Perpignan has several interesting churches, such as the Notre Dame Ste Marie la Réal, a typical example of southern Gothic style. The Eglise St. Jaques dates from the 14th century and has been partly built onto the ancient city walls. And not to forget the cathedral, St. Jean Baptiste.
The town centre is characterised by the Place de la Loge with its beautiful old buildings, such as the old town hall and the old courthouse (Loge de la Mer) from the 14th century. On Place Verdun we find Le Castillet from the 14th century. This was the place from which Perpignan was defended. It now houses an interesting district museum. The annual fireworks are fired from the area around the Castillet on 23rd June, the feast day of St. John the Baptist.
On Place Armand Lanoux you will find the Tourist Information Centre. There are often markets downtown, like the Summer fleemarket on Sundaymornings (Palais des Expositions). In the period that Spain and France were fighting for the ownership of the Roussillon, the Fort de Salses, situated a little bit north of Perpignan, played an important role. The fortress was built in 1497 by king Fernando of Aragon. The fortress is buried halfway into the ground and is a good example of Spanish military architecture. The building is well preserved and worth a visit. The tour takes about 45 minutes.

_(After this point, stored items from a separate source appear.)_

Issue #514, opened 2019-04-29
Add CSS property for customizing progress bar height


yuinchien:
Allow customization for progress bar height to better accommodate wide range of model sizes displayed in the browser.

pushmatrix:
+1 to this

cdata:
Fixed by #602

PR #602, opened 2019-06-04
Added css property for progress bar height.

pushmatrix:
Implements #514 

Now you can set a pixel value for the height of the progress bar.


pushmatrix:
Yep, 5% works. 50% works too if you're into that sort of thing.

Screen Shot 2019-06-04 at 5 28 32 PM

cdata:
Looks great! Thanks @pushmatrix

PR #613, opened 2019-06-07
Basic screenshot API via toDataURL

### LINKED ISSUE #596: Screenshot API: Ability to export render as a data URL
There's many cases where it'd be useful to export an image of the model-viewer. Either to download it, or to access and manipulate it with javascript.

Normally I'd use `canvas.toDataURL()`, but since we don't have access to the canvas element in the Shadow DOM, it'd be great to have something like `modelviewer.toDataURL()`

cdata:
This change proposes that we forward invocations of `toDataURL` to our internal `<canvas>` element so that users can take advantage of one of `<canvas>`'s built-in screenshot capabilities without reaching through `<model-viewer>`'s shadow root.

The semantics of `toDataURL` are the same as the native `<canvas>` one. Screenshots will only display what is rendered to the canvas.

~Depends on #586~

Fixes #596 

cc @pushmatrix

### DIFF
--- a/index.html
+++ b/index.html
@@ -307,6 +307,15 @@
               current animation to the beginning, you should also set the
               currentTime property to 0.</p>
             </li>
+            <li>
+              <div>toDataURL(type, encoderOptions)</div>
+              <p>Returns a screenshot of the current model render in the format
+              specified by <i>type</i> (defaults to image/png). The screenshot is
+              encoded as a data URL string. In formats that support a sliding scale
+              of quality (such as image/jpeg and image/webp) you can also specify a
+              value for <i>encoderOptions</i> between 0 and 1 (<i>encoderOptions</i>
+              defaults to 0.92 otherwise).</p>
+            </li>
           </ul>
 
         </div>
--- a/src/test/model-viewer-base-spec.ts
+++ b/src/test/model-viewer-base-spec.ts
@@ -146,7 +146,7 @@ suite('ModelViewerElementBase', () => {
       });
     });
 
-    suite.only('capturing screenshots', () => {
+    suite('capturing screenshots', () => {
       let element: ModelViewerElementBase;
       setup(async () => {
         element = new ModelViewerElement();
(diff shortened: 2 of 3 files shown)


index.html
```diff
@@ -303,6 +303,15 @@ <h3 class="grouping-title">Methods</h3>
               current animation to the beginning, you should also set the
               currentTime property to 0.</p>
             </li>
+            <li>
+              <div>toDataURL(type, encoderOptions)</div>
+              <p>Returns a screenshot of the current model render in the format
+              specified by <i>type</i> (defaults to image/png). The screenshot is
+              encoded as a data URL string. In formats that support a sliding scale
+              of quality (such as image/jpeg and image/webp) you can also specify a
+              value for <i>encoderOptions</i> between 0 and 1 (<i>encoderOptions</i>
```
elalish: If the only encoder option is quality, should we just call this quality?

src/test/model-viewer-base-spec.ts
```diff
@@ -146,6 +146,36 @@ suite('ModelViewerElementBase', () => {
...
+
+      teardown(() => {
+        if (element.parentNode != null) {
+          element.parentNode.removeChild(element);
+        }
+      });
+
+      suite('toDataURL', () => {
+        test('produces a URL-compatible string', () => {
+          expect(/^data\:image\//.test(element.toDataURL())).to.be.true;
```
elalish: This is a new magical incantation I've never seen; what does it do?

index.html
cdata: Yeah, it's kind of a bad name. It was chosen for us, though: https://developer.mozilla.org/en-US/docs/Web/API/HTMLCanvasElement/toDataURL

src/test/model-viewer-base-spec.ts
cdata: JavaScript has regular expression literal syntax: https://developer.mozilla.org/en-US/docs/Web/JavaScript/Guide/Regular_Expressions

The usage here can also be written as: `new RegExp('data\:image\/')`.

I'll assign it to a variable so that it is easier to parse.

elalish:
Thanks, LGTM!

pushmatrix:
Woohoo!  Thanks guys <3

PR #614, opened 2019-06-07
Allow skipping interpolation when changing camera

### LINKED ISSUE #454: Ability to disable camera interpolation when changing camera orbital position
As of #452 users can configure the current camera orbital position with an attribute. By default (and partially as a consequence of how camera control works generally), when the position is configured to a new value, the camera interpolates to the new position (only on subsequent changes, not for the initial value).

This is a sound default, but we should also offer a way for users to opt out of this interpolation if they wish.

elalish:
Fixes #454 

This is a pretty simple change to skip interpolation by calling the jumpCameraToGoal method, here exposed on the element.


index.html
```diff
@@ -294,6 +294,17 @@ <h3 class="grouping-title">Methods</h3>
...
               of user interaction or camera interpolation.</p>
             </li>
+            <li>
+              <div>getFieldOfView()</div>
+              <p>Returns the realtime camera vertical field of view in degrees. 
+              This value may differ from the value configured with the camera-orbit 
+              attribute on account of user interaction or camera interpolation.</p>
+            </li>
+            <li>
+              <div>jumpToGoal()</div>
```
cdata: I can make the referential leap with `getFieldOfView` to understand that it is referring to the camera (what else could FOV be referring to?). `jumpToGoal` is relatively less clear.

WDYT about `jumpCameraToGoal()`?

elalish:
Thanks for the explanation. However, this fix still doesn't solve the problem. In fact, it looks for all the world like jumpToGoal is not having any effect, but this is odd since it works properly in internal methods. I tried putting time passes before it and after it, but it made no difference. Internally, this function is equivalent to settleControls, so the only difference seems to be whether it is called from SmoothControls or from the element. Any more ideas?

index.html
```diff
@@ -294,6 +294,17 @@ <h3 class="grouping-title">Methods</h3>
...
+            <li>
+              <div>getFieldOfView()</div>
+              <p>Returns the realtime camera vertical field of view in degrees. 
+              This value may differ from the value configured with the field-of-view 
+              attribute on account of user interaction or camera interpolation.</p>
+            </li>
+            <li>
+              <div>jumpCameraToGoal()</div>
+              <p>Instantaneously updates the camera to the specified goal state 
+              instead of interpolating the motion over time.</p>
```
cdata: It might be worth padding the language here to set the expectations about what "instantaneous" means. Maybe rephrase to read along the lines of, "the camera will immediately move to its last configured goals _on the next update_."

PR #615, opened 2019-06-07
Document Samsung Browser requirements

### LINKED ISSUE #543: Samsung Internet has prefixed Fullscreen API and requires a polyfill

cdata:
- Samsung Internet has been added to our compatibility tables
 - Language related to Fullscreen API requirements has been updated

Fixes #543

### DIFF
--- a/POLYFILLS.md
+++ b/POLYFILLS.md
@@ -15,27 +15,27 @@ gaps for some of the newest features.
 
 These browser features are **required** for `<model-viewer>` to work correctly:
 
-Feature                    | Chrome | Canary | Safari 12 | Firefox 65 | Edge | IE 11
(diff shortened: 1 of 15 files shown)


cdata:
That would be nice. Unfortunately, Sauce Labs does not currently support testing Android browsers other than Chrome.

In the mid 5th century, the bisshop came to Elne. The town would remain the bisschop's seat until 1602, when it moved to Perpignan. The cathedral St. Eulalie is definitely worth a visit, parts of the church date back to the 11th century. However, the absolute stunner is the attached monastery with its magnificent pillars, of which none is alike. In the monastery you will find a small but lovely archaeological museum.
The village itself is perfect for walks along the ancient streets and from the ramparts you have a wonderful view over the village and the landscape beyond.


Tip: Collioure is very populair. Go early in the morning to have a parking spot. In Summer you can also travel to the nearest town and take a ferry (hop on hop off) from e.g. Port Vendres or Argelès-sur-Mer to Collioure.
When you go further south along the coastline, the beaches become more rocky with stones and rocks.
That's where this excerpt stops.